Figure 1 illustrates three raster data layers in the Sierra Nevada focus region derived from the application of the new method. Figure 1a plots root zone storage capacity calculated using the snow-correction method. Values range from near 0 mm over exposed bedrock outcrops in the High Sierra, to over 900 mm in the dense mid-elevation forests. Figure 1b shows the difference between SR computed using the original method and the snow-corrected SR. Figure 1c plots average winter (January–April) snow cover. As expected, the difference in Fig. 1b is small in the lower, rain-dominated elevations, and larger in areas with snow cover. However, some areas with substantial snow cover show small differences between the methods. These are likely areas where root zone storage capacity is small, coinciding with exposed-bedrock locations at high elevations.
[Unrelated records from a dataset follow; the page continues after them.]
PR #1283, opened 2023-09-05
feature/conversation backport to 2.x

### LINKED ISSUE #1150: [RFC] Conversations and Generative AI in OpenSearch
# Introduction

The recent advances in Large Language Models (LLMs) have enabled developers to utilize natural language in their applications with better quality and ability. As ChatGPT has shown, these LLMs strongly enable use cases involving summarization and conversation. However, when prompting LLMs to answer fact-based questions (applications we call “conversational search”), we find that there are significant shortcomings for enterprise-grade applications. 

First, the major LLMs are not trained on datasets that are not exposed to the internet, and therefore do not have the context to answer questions on private data. Most enterprise data falls into this category. Second, the way in which LLMs answer questions based on their training data gives rise to “hallucinations” and false answers, which are not acceptable in applications for mission critical use cases. 

End-users love the ability to converse using colloquial language with an application to get answers to questions or find interesting search results, but require up-to-date information and accuracy. A solution to this problem is through Retrieval Augmented Generation (RAG), where an application sends an LLM a superset of correct information in response to a prompt, and the LLM is used to summarize and extract information from this set (instead of probabilistically determining an answer). 

We believe OpenSearch could be a great platform for building conversational search applications, and aligns well with the RAG approach. It already offers semantic search capabilities using its vector database and k-NN plug-in, alongside enterprise-grade security and scalability. This is a great building block for the “source of truth” information retrieval component of RAG. However, it currently lacks the primitives and crisp APIs to easily enable the conversational element. 

Although there are libraries that allow for building this functionality at the application layer (e.g. LangChain), we believe the best developer experience would be to enable this directly in OpenSearch. We consider the “G” in a RAG pipeline as LLM-based post-processing to enable direct question answering, summarization, and a conversational experience on top of OpenSearch semantic search. This enables end-users to interact with their data in OpenSearch in new ways. Furthermore, we believe developers may want to use different LLMs, and that the choice of model should be pluggable.

Through using plugins and search pipelines, we propose an architecture in this RFC to expose easily consumable APIs for conversational search, history, and storage. We segment it into a few components, including: 1/search query rewriting using generative AI and conversational context, 2/question answering and summarization of OpenSearch semantic search queries using generative AI, and 3/a concept of “conversational memory” to easily store the state of conversations and add additional interactions. Conversational Memory will also support conversational applications that have multiple agents operating together, giving a single source of truth for conversation state.

## Goals

1/ Developers can easily build conversational search applications (e.g. knowledge-base search, informational chatbot, etc.) using OpenSearch and their choice of generative AI model using well-defined REST APIs. Some of these applications will be an ongoing conversation, while others will be one-shot (and the history of interactions is not important).

2/ Developers can use OpenSearch to support multi-agent conversational architectures, which require a single “source of truth” for conversational history. Multi-agent architectures will have other agents besides that for semantic search with OpenSearch (e.g. an agent that queries the public internet). These developers need an easy API to manage conversational history, both in adding interactions to conversations and exploring history of those conversations.

3/ Developers can easily obtain OpenSearch (semantic) search results alongside the generative AI question answering, so they can show the source documents and enable the end user to explore the source material.

## Non-Goals

1/ Building a general LLM application toolkit in OpenSearch. Our goal is just to enable conversational search and the related dependency of conversational memory.

2/ LLM hosting. LLMs take significant resources and should be operated outside of an OpenSearch cluster. We also hope to use the ML-Commons remote inference feature rather than implement our own connectors.

3/ A conversational search application platform. Our goal is to expose crisp APIs to make building applications that use conversational search easy, but not create the end application itself.

# Proposed Architecture

- An addition to the ml-commons plugin that provides a CRUD API to store and access conversation history (”memory”).
- An addition of a new Search Pipeline implementation to ml-commons that uses conversational memory and large language models for question answering.
- An addition to ml-commons that enables users to have conversations through a new Conversation API.

<image>

Aryn Conversation Plugins v2

### Conversational Memory API (Chat History)

Conversational memory is the storage for conversations, which are an ordered list of interactions. Conversational memory makes it easy to add new interactions to a conversation or explore previous interactions. For example, you would need conversational memory to write a chatbot, since it takes the previous interactions in a conversation as part of the context for generating a future response. At a high level, this mostly resembles a generic read/write store, and we will use an OpenSearch index for it. However, the interesting nuance is in the data itself, which we will describe next.

A conversation is represented as a list of interactions, ordered chronologically. Each conversation will also include some metadata, like the start time and the number of interactions.

The basic elements of an interaction are an input and a response, representing the human input to an AI agent and that agent’s response. We’ll also include any additional prompting that was used in the interaction, the agent that was used in this interaction, and possible arbitrary metadata that the agent may want to include. For example, a conversational search agent may include the actual search results as metadata for a user search query (which is an interaction).

Each `ConversationMetadata` and `Interaction` will have access controls linked to the specific user that creates them. Only Alice can add to and read from conversations that Alice owns. The main rationale for this is that Alice’s conversation will potentially include information from all documents Alice has access to, so her conversations’ access controls are maximally the intersection of Alice’s access rights. We plan to leverage OpenSearch’s existing access control mechanisms for this.

The plan is to maintain 2 indices - 1 for `ConversationMetadata` and 1 for `Interaction`.

```
structure ConversationMetadata {
    conversationId: ConversationId
    numInteractions: Integer
    createTime: Timestamp
    lastInteractionTime: Timestamp
    name: String
}

structure Interaction {
    conversationId: ConversationId
    interactionId: InteractionId
    input: String
    prompt: String
    response: String
    agent: String
    time: Timestamp
    attributes: InteractionAttributes
}
```
**API**

The operations for conversational memory are similar to the usual CRUD operations for a datastore. `CreateInteraction` will update the appropriate `ConversationMetadata` to have a correct `lastInteractionTime` and `numInteractions`

```
/// Creates a new conversation and returns its id
operation CreateConversation {
    input: CreateConversationInput
    output: CreateConversationOutput
}

@input
structure CreateConversationInput {
    name: String
}

@output
structure CreateConversationOutput {
    conversationId: ConversationId
}

/// Returns the list of all conversations
operation GetConversations {
    input: GetConversationsInput
    output: GetConversationsOutput
}

@input
structure GetConversationsInput {
    nextToken: String
    maxResults: Integer
}

@output 
structure GetConversationsOutput {
    conversations: List[ConversationMetadata]
    nextToken: String
}

/// Adds an interaction to a conversation and returns its id
operation CreateInteraction {
    input: CreateInteractionInput
    output: CreateInteractionOutput
}

@input 
structure CreateInteractionInput  {
    @required
    @httpLabel
    conversationId: ConversationId
    input: String
    prompt: String
    response: String
    agent: String
    attributes: InteractionAttributes
}

@output
structure CreateInteractionOutput {
    interactionId: InteractionId
}

/// Returns the list of interactions associated with a conversation
operation GetInteractions {
    input: GetInteractionsInput
    output: GetInteractionsOutput
}

@input
structure GetInteractionsInput {
    @required 
    @httpLabel
    conversationId: ConversationId
    nextToken: String
    maxResults: Integer
}

@output
structure GetInteractionsOutput {
    metadata: ConversationMetadata
    interactions: List[Interaction]
    nextToken: String
}

operation DeleteConversation {
    input: DeleteConversationInput
    output: DeleteConversationOutput
}

@input
structure DeleteConversationInput {
    @required
    @httpLabel
    conversationId: ConversationId
}

@output
structure DeleteConversationOutput {
    success: Boolean
}
```
We do not propose having an update API for conversation metadata, and we treat this as immutable. We believe that users would prefer to just create a new conversation than update parameters on an existing one.

### Search Pipeline extension

The conversational search path essentially consists of an OpenSearch query, with some pre- and post-processing. Search Pipelines, introduced in 2.8, are a tool for pre- and post-processing in the query path, so we have chosen to use that mechanism to implement conversational search.

We have chosen to implement the question answering component of RAG in the form of query result rewrites.  We are introducing a new response processor that sends the top search results, and optionally some previous conversation history to the LLM to generate a response in the conversation. We are also introducing a new response processor that iterates over search hits and interacts with an LLM to produce an answer for each result with a score.  Finally, we are introducing a request processor to rephrase the user’s query, taking into account the conversation history. We will rely on the remote inference feature proposed in https://github.com/opensearch-project/ml-commons/issues/882 for answer generation.

Based on different patterns we have seen with applications, we designed this API to support “one-off” and “multi-shot” conversations. Users can have “one-off” question answering interactions, where the prior context is not included, via a search pipeline that uses this new question answering processor. Users can also have “multi-shot” conversations where interactions are stored in conversational memory and are used as additional context that is sent to the model along with each search query. Users will need to use the Conversational Search plugin to create a conversation and pass the conversationId to the search pipeline in order to retain all the interactions associated with it.

In addition to the conversation ID, users can also pass a “prompt” parameter for any prompt engineering alongside their search query.

```
GET wiki-simple-paras/_search?search_pipeline=convo_qa_pipeline
{
  "_source": ["title", "text"],
  "query" : {
    "neural": {
      "text_vector": {
         "query_text": "When was Abraham Lincoln born?",
         "k": 10,
         "model_id": "<text-embedding-model-id>"
      }
    }
  },
  "ext": {
     "question_answering_parameters": {
         "question": "When was Abraham Lincoln born?"
     },
     "conversation" : {
         "id": "...",
         "prompt": "..."
		}
  }
}
```
The search pipeline includes pre and post processing steps. The pre-processing step uses generative AI to rewrite the search query submitted by the user, taking into account the conversation history if a conversation was specified. This allows things like antecedent replacement (”When was he born?” → “When was Abraham Lincoln born?”, if the prior question was “Who was Abraham Lincoln?”).

The post-processing step is a processor that takes the search results, optionally performs a lookup against the conversational memory, and then sends this data to the LLM configured by the user. We believe different users will want to use different LLMs, so this will be pluggable.

### Conversation API

The point of this API is to provide conversational search as a relatively simple endpoint, hooking pieces together such that the user can easily build an application with it. It takes a search query (or some other kind of human input), performs a search against OpenSearch, and then feeds those search results into an LLM and returns the answer. All of this work is done in the search pipeline underneath - so the API is just a wrapper - but we feel this kind of an API would be helpful to developers who just want an easy REST API.

We would like to return search results as well as the LLM response. This differs from most existing systems that return only answers, and it allows clients to perform validations or additional downstream processing.

```
/// Ask a question and get a GenAI response grounded in search results
operation Query {
    input: QueryInput
    output: QueryOutput
}

structure QueryInput {
    index: String
    conversationId: ConversationId
    query: String
    prompt: String
    filter: String
    numResults: Integer
}

structure QueryOutput {
    response: String
		rewrittenQuery: String
    searchResults: DocList
    interactionId: InteractionId
}

/// List of docs used to answer the question
list DocList {
    member: Document
}
```
# Discussion

1. **Performance:** LLM inference takes on the order of seconds; if you have sufficiently high traffic, that can increase to minutes or more as an LLM hosting service rate-limits or a hosted model becomes resource constrained. Five people using this at the same time could have the potential to completely stall each other out. We’ll try to be fault-tolerant as regards this, but a lot of the onus may fall on the users and the LLM hosters to work out how to get higher LLM throughput.
2. **Ordering:** Since LLM inference can take a while, a user might get impatient and ask a bunch of search queries before the first search query has returned an answer; and the answers might come back from the LLM out of order. We will write only complete interactions, meaning the order that messages come back from the LLM. The client should disallow multiple queries at once (in a conversation) to prevent this.
3. **Dependencies:** This relies on the relatively new search pipeline and remote inference features. Accordingly, this probably only works for OpenSearch ≥ 2.9, with the appropriate ML-Commons installation. We’re also hoping to get the pipelines themselves into Search-Processors; in which case that plugin also becomes a dependency. Lastly, the high-level Conversational API depends on the Conversational Pipeline, and they both depend on the Conversational Memory plugin, which we think should be its own plugin. We’ll put out some resources on building once we figure it out.

# Summary

In this RFC we gave a proposal for bringing conversational search into OpenSearch. Our proposal consists of three components: 1/ an API for conversational memory stored in OpenSearch, 2/ an OpenSearch search pipeline for Retrieval-Augmented Generation (RAG), and 3/ an API that provides a simple one-shot API for conversational search applications. We would appreciate any feedback, suggestions, and comments towards integrating this cleanly with the rest of the OpenSearch ecosystem and making it the best it can be.

Thanks!

# Requested Feedback

- Does this feature set cover the set of use cases for generative AI applications that you want to build? We have been focused on search applications and we’re interested in how much the community wants to go beyond exposing conversational search and conversational memory building blocks at this time.
- We believe the search pipeline is great mechanism to define a RAG pipelines, but we also felt that a conversational API that invokes this pipeline would be helpful for developers to more easily build conversational search applications. We’d love feedback on if we should add more to this API, or conversely if it’s even needed in providing an easy developer experience.
- This approach for RAG introduces a several cross plugin dependencies. There has been talk in the community about moving away from the plugin architecture for OpenSearch, and we want to make sure this approach is aligned with the higher-level architectural goals of the project. We’d appreciate feedback on this topic.

HenryL27:
### Description
Add Conversation RAG Pipeline and Memory APIs to ml-commons behind a feature flag
 
### Issues Resolved
#1150 
 
### Check List
  - [ ] All tests pass


HenryL27:
I messed up the DCO

PR #1288, opened 2023-09-06
fix commons-lang3 package version to fix jarhell issue

b4sjoo:
### Description
Follows https://github.com/opensearch-project/security-analytics/pull/535 to fix jarhell issue
 
### Check List
  - [ ] All tests pass

### DIFF
--- a/plugin/build.gradle
+++ b/plugin/build.gradle
@@ -56,7 +56,7 @@ dependencies {
     implementation("com.fasterxml.jackson.core:jackson-databind:${versions.jackson_databind}")
     implementation group: 'com.google.guava', name: 'guava', version: '32.0.1-jre'
     implementation group: 'com.google.code.gson', name: 'gson', version: '2.10.1'
-    implementation group: 'org.apache.commons', name: 'commons-lang3', version: '3.10'
+    implementation group: 'org.apache.commons', name: 'commons-lang3', version: "${versions.commonslang}"
     implementation group: 'org.apache.commons', name: 'commons-math3', version: '3.6.1'
     implementation group: 'org.apache.commons', name: 'commons-text', version: '1.10.0'
     implementation "org.apache.logging.log4j:log4j-slf4j-impl:2.19.0"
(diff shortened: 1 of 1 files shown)


Zhangxunmt (approved):

plugin/build.gradle
```diff
@@ -189,7 +189,7 @@ integTest {
 }
 
 testClusters.integTest {
-    testDistribution = "ARCHIVE"
+    testDistribution = "INTEG_TEST"
```
saratvemulapalli, line 192: Why change to `INTEG_TEST`?

b4sjoo: If not we will get this error in integ_test:
```
| Caused by: java.lang.IllegalStateException: jar hell!
| class: com.amazonaws.encryptionsdk.CryptoMaterialsManager
| jar1: /local/home/seasonsg/dev/ml-commons/plugin/build/testclusters/integTest-0/distro/3.0.0-ARCHIVE/lib/aws-encryption-sdk-java-2.4.0.jar
| jar2: /local/home/seasonsg/dev/ml-commons/plugin/build/testclusters/integTest-0/distro/3.0.0-ARCHIVE/plugins/.installing-2105471977921602206/aws-encryption-sdk-java-2.4.0.jar
```

saratvemulapalli: hm.. I suspect we are going to see problems. 
`INTEG_TEST` does not pull in modules which might work for us for tests but when we have to run it with the distribution(release) it will have modules installed and we will end up with JarHell.
Could you manually try installing the plugin with OpenSearch 2.x locally assembled with this change? 
Can you verify we dont hit the problem ?

b4sjoo: I see. This fix is introduced by @HenryL27 so I think we need to involve him in the loop. If so do you have any idea on fixing this jarhell issue?

plugin/build.gradle
```diff
@@ -322,7 +322,7 @@ jacocoTestCoverageVerification {
 check.dependsOn jacocoTestCoverageVerification
 
 configurations.all {
-    resolutionStrategy.force 'org.apache.commons:commons-lang3:3.10'
+    resolutionStrategy.force 'org.apache.commons:commons-lang3:3.13.0'
```
zane-neo, line 325: Do we still need to force the version if we already use `"${versions.commonslang}"` to get the version dynamically?

plugin/build.gradle
zane-neo: Tried in my local, with all the changes in this PR, using distribution won't have jar hell issue.

b4sjoo:
Close this due to the core PR has been reverted.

Figure 2 illustrates the full time series output of the snow-accounting and original methods at two locations, identified by white points in Fig. 1. The location farther west is a “low-snow” location, with negligible snowfall (snow present less than 1 % of the time) during the winter months, and the location to the east is a “high-snow” location, with snow cover present over 50 % of the time during the winter months. Gray shading in all subplots indicates that more than 10 % of the pixel is covered in snow at that time point, during which evapotranspiration is set to zero in our method (panels c and d). Figure 2a and b plot storage deficits using the original and the snow-accounting methods, clearly demonstrating the divergence of deficit calculations between the two methods in the region with significant snow cover. In all instances, SR is calculated as the maximum observed value of the storage deficit. In the high-snow location using the original method, this leads to an estimated value of SR that is approximately 50 % larger than that calculated with the snow-accounting method.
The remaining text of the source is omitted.